- DATA RECORDS:
PR #713, opened 2020-10-21
Updated setEmail() and setExternalUserId() call to include external_user_id

grevolution:
…e checking for external user id

# Description
## Details
# Systems Affected
* [x] WebSDK
* [ ] Backend
* [ ] Dashboard

# Validation
### Checklist

**Programming Checklist**
Interfaces:

Functions:

Typescript:

* [x] No Typescript warnings

Other:

### Checklist

- - -
## Related Tickets
- - -
## 
This change is [Reviewable](https://reviewable.io/reviews/onesignal/onesignal-website-sdk/713)

### DIFF
--- a/src/OneSignal.ts
+++ b/src/OneSignal.ts
@@ -105,6 +105,7 @@ export default class OneSignal {
 
     const appConfig = await Database.getAppConfig();
     const { deviceId } = await Database.getSubscription();
+    const externalUserId = await Database.getExternalUserId();
     const existingEmailProfile = await Database.getEmailProfile();
 
     if (appConfig.emailAuthRequired && !(options && options.emailAuthHash)) {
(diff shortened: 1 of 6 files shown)


grevolution:
fixes #713

rgomezp:
Howdy,
You linked this same PR when noting the issue that it fixes. Can you please include the correct issue for context?

src/OneSignal.ts
```diff
@@ -117,19 +118,26 @@ export default class OneSignal {
     }
 
     const isExistingEmailSaved = !!existingEmailProfile.emailId;
+    var sanitizedExternalUserId: string | undefined;
```
rgomezp, line 121: use `let` or `const`

grevolution:
> Howdy,
> You linked this same PR when noting the issue that it fixes. Can you please include the correct issue for context?

Done.

src/OneSignal.ts
grevolution: Done.

src/OneSignal.ts
```diff
@@ -117,19 +118,26 @@ export default class OneSignal {
     }
 
     const isExistingEmailSaved = !!existingEmailProfile.emailId;
+    let sanitizedExternalUserId: string | undefined;
+    if(externalUserId == null){
```
jkasten2, line 122: nit, missing space after both if and ), should be:
```typescript
if (externalUserId == null) {
```

jkasten2 (changes requested):
Left some feedback below.
Also would helpful to add some tests to cover this logic chane

jkasten2:
This is now fixed in PR #797 and has been released in version [151403](https://github.com/OneSignal/OneSignal-Website-SDK/releases/tag/151403).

- WHAT YOU WILL DO:
The data above must be restated word for word.

- SOLUTION FOR THIS PROBLEM:
PR #713, opened 2020-10-21
Updated setEmail() and setExternalUserId() call to include external_user_id

grevolution:
…e checking for external user id

# Description
## Details
# Systems Affected
* [x] WebSDK
* [ ] Backend
* [ ] Dashboard

# Validation
### Checklist

**Programming Checklist**
Interfaces:

Functions:

Typescript:

* [x] No Typescript warnings

Other:

### Checklist

- - -
## Related Tickets
- - -
## 
This change is [Reviewable](https://reviewable.io/reviews/onesignal/onesignal-website-sdk/713)

### DIFF
--- a/src/OneSignal.ts
+++ b/src/OneSignal.ts
@@ -105,6 +105,7 @@ export default class OneSignal {
 
     const appConfig = await Database.getAppConfig();
     const { deviceId } = await Database.getSubscription();
+    const externalUserId = await Database.getExternalUserId();
     const existingEmailProfile = await Database.getEmailProfile();
 
     if (appConfig.emailAuthRequired && !(options && options.emailAuthHash)) {
(diff shortened: 1 of 6 files shown)


grevolution:
fixes #713

rgomezp:
Howdy,
You linked this same PR when noting the issue that it fixes. Can you please include the correct issue for context?

src/OneSignal.ts
```diff
@@ -117,19 +118,26 @@ export default class OneSignal {
     }
 
     const isExistingEmailSaved = !!existingEmailProfile.emailId;
+    var sanitizedExternalUserId: string | undefined;
```
rgomezp, line 121: use `let` or `const`

grevolution:
> Howdy,
> You linked this same PR when noting the issue that it fixes. Can you please include the correct issue for context?

Done.

src/OneSignal.ts
grevolution: Done.

src/OneSignal.ts
```diff
@@ -117,19 +118,26 @@ export default class OneSignal {
     }
 
     const isExistingEmailSaved = !!existingEmailProfile.emailId;
+    let sanitizedExternalUserId: string | undefined;
+    if(externalUserId == null){
```
jkasten2, line 122: nit, missing space after both if and ), should be:
```typescript
if (externalUserId == null) {
```

jkasten2 (changes requested):
Left some feedback below.
Also would helpful to add some tests to cover this logic chane

jkasten2:
This is now fixed in PR #797 and has been released in version [151403](https://github.com/OneSignal/OneSignal-Website-SDK/releases/tag/151403).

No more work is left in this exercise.